• EXERCISE INSTRUCTIONS:
Please return every line below that contains the string "clock".

• INFORMATION PROVIDED:
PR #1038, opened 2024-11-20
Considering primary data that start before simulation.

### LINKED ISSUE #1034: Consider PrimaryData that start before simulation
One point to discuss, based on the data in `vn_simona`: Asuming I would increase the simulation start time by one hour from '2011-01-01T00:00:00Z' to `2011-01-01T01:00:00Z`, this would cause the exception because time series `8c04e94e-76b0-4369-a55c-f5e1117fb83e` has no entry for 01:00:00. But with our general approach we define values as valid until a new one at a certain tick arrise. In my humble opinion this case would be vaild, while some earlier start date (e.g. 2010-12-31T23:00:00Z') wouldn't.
---
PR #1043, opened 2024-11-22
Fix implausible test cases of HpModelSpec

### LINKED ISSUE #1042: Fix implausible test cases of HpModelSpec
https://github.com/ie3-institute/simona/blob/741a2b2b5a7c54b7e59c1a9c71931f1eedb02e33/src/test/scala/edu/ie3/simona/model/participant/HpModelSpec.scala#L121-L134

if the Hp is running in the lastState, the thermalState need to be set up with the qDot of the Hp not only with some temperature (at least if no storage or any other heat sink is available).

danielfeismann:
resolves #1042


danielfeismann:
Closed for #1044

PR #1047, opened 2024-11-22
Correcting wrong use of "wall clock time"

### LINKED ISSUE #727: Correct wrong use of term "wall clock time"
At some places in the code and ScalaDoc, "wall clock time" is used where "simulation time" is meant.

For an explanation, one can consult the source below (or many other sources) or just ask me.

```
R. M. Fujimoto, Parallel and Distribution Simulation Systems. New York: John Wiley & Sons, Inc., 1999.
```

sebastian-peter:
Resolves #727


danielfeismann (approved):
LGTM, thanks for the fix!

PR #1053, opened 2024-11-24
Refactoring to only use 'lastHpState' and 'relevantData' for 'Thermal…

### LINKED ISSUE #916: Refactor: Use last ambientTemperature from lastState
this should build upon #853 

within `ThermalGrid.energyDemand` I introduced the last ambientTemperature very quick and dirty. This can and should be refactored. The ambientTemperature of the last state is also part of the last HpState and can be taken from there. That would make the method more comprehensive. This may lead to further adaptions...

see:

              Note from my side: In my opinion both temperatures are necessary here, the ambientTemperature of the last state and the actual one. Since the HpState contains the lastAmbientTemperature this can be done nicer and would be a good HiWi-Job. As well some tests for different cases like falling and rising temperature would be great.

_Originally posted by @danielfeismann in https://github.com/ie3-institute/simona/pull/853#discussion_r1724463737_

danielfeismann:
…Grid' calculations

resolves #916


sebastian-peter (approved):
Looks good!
==
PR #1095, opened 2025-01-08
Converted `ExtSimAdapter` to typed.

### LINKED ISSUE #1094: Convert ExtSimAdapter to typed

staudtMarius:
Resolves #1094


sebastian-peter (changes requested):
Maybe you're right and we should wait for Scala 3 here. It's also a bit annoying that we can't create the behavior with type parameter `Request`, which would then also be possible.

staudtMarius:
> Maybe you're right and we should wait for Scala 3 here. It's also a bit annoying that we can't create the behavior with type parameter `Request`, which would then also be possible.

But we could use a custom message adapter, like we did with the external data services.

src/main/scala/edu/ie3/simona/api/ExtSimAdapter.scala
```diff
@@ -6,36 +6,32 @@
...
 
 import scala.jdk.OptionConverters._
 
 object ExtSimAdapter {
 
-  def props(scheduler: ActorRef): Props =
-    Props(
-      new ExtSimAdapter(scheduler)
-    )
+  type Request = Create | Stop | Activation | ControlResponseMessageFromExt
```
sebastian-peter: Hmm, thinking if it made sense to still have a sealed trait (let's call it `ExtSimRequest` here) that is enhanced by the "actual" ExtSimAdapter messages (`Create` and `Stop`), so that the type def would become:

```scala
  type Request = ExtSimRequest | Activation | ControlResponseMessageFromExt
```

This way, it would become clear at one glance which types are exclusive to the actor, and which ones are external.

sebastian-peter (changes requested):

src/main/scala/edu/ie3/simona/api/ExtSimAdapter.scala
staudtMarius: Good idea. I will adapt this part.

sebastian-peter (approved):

• WRITTEN SOLUTION:
Correcting wrong use of "wall clock time"
### LINKED ISSUE #727: Correct wrong use of term "wall clock time"
At some places in the code and ScalaDoc, "wall clock time" is used where "simulation time" is meant.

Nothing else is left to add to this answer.